In the UK, for example, renewables account for 46.3% of all energy generated. The US, second to China in carbon emissions, generates just over 20% of its energy from renewables.

Many developed economies, once leading emitters, began reducing their emissions long ago, transitioning away from coal and energy-intensive manufacturing.

China has long argued that it was following the path paved by wealthier countries, whose economic growth was accompanied by rising emissions. India’s emissions have also surged in recent years as its economy has grown.

Average emissions per person in both China and India are significantly lower than in the US, although China’s per capita emissions now exceed those of the UK and EU and are similar to those of Japan.

While emissions have recently stabilised, a sustained drop is not guaranteed.

“You could plateau at that level for a long time, and that’s not a very helpful thing for climate action,” says Li Shuo, of the Asia Society Policy Institute (ASPI).

Li warns that external factors could push Beijing back towards coal. The Ukraine war, for example, strengthened Chinese leaders’ resolve to secure energy supplies.

However, the drive for energy security may actually steer them towards renewables, according to Christoph Nedopil Wang, director of the Griffith Asia Institute in Australia.

He argues that China’s “dominance” in the renewable energy sector means that relying more on renewables and less on energy imports “improves national security for China.”

Current trade tensions with the West and China’s sluggish economy are also unlikely to lead Beijing to stimulate its economy in ways that would cause a renewed surge in carbon emissions, Dr Nedopil Wang adds.

Policymakers are investing in low-emission sectors such as IT, biotech, electric vehicles, and clean energy technologies, which are more likely to grow, he predicts.

However, China still has progress to make in meeting its key international climate commitment.

Under the Paris Agreement framework, China has committed to reducing its carbon intensity by more than 65% from 2005 levels by 2030. Carbon intensity measures the amount of carbon emitted per unit of GDP.

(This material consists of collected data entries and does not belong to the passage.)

PR #2967, opened 2019-07-15
Rough work on getting advanced trace features in to the UI.

AWoloszyn:
Rough-out adding advanced trace options in the UI.

### DIFF
--- a/gapic/src/main/com/google/gapid/views/TracerDialog.java
+++ b/gapic/src/main/com/google/gapid/views/TracerDialog.java
@@ -290,6 +290,9 @@ public class TracerDialog {
       private final Button hideUnknownExtensions;
       private final Button clearCache;
       private final Button disablePcs;
+      private final Button advanced;
+      private Label ofl;
+      private Button observeFramebuffers;
       private final FileTextbox.Directory directory;
       protected final Text file;
       private final Label pcsWarning;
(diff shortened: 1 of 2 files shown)


gapic/src/main/com/google/gapid/views/TracerDialog.java
```diff
@@ -458,6 +461,41 @@ protected void configureDialog(DirectoryDialog dialog) {
...
+        observeFramebuffers = null;
+        ofl = null;
+        if (models.settings.traceAdvanced) {
+          ofl = createLabel(this, "");
+          observeFramebuffers = withLayoutData(
+              createCheckbox(this, "Observe Framebuffers", models.settings.traceObserveFramebuffers),
+              new GridData(SWT.FILL, SWT.FILL, true, false));
+        }
+
+        Listener advancedListener = e -> {
```
AWoloszyn: This is definitely not what we want. But I dont know swt enough to make anything cleaner.

gapic/src/main/com/google/gapid/views/TracerDialog.java
```diff
@@ -458,6 +461,41 @@ protected void configureDialog(DirectoryDialog dialog) {
...
+          } else {
+            ofl.dispose();
+            ofl = null;
+            observeFramebuffers.dispose();
+            observeFramebuffers = null;
+          }
+          layout(true, true);
+          parent.layout(true, true);
+
+          parent.getParent().getParent().layout(true, true);
```
AWoloszyn: This is obviously wrong, any suggestions.

gapic/src/main/com/google/gapid/views/TracerDialog.java
stellama0208: The SWT widgets' method .setVisible(boolean) might be helpful. You may use it to replace creating and disposing.

stellama0208: It's worth noting that after .setVisible(false), the widget will still occupy a space, it just goes transparent. So if there's other setting checkboxes following in the future, there would be a weird blank line in the middle. I think maybe you can:
1.Make the dependent checkbox staying on the same line, and use .setVisible(false) when unwanted. No blank line.
2.Give the dependent checkbox some indent, and use .setEnabled(false) when unwanted. The checkbox will go grey and the UX is still straightforward.

AWoloszyn:
I will close this, we need a proper UI for this.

To achieve this long-term goal, China set an interim target of cutting carbon intensity by 18% between 2020 and 2025. However, progress was disrupted by the Covid-19 pandemic, and only a 7.9% reduction was achieved by the end of 2024.

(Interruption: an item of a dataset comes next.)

PR #2969, opened 2019-07-16
Split test targets to work around Kokoro OOM

yalcinmelihyasin:
Separate tests into different logical groups to prevent to hit memory limit in CI.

As a result, China’s only hope of meeting the 2030 target is to reduce emissions in absolute terms between now and 2030, according to Myllyvirta. The identified reduction is a start, he adds, but ambitious goal-setting and policy implementation are necessary.

Beijing may also adopt a more proactive role in global climate policy, Dr Nedopil Wang says: “That would be a big shift from 10 years ago, even six years ago, when China’s position was very much that ‘We’re a developing country and we hold back’.”

Such a shift is more likely now, as Beijing seeks to capitalise on the Trump administration’s opposition to climate action and establish itself as a leader on the issue.

At a climate conference in April, President Xi Jinping told world leaders: “Instead of talking the talk, we must walk the walk… we must turn our goals into tangible results.”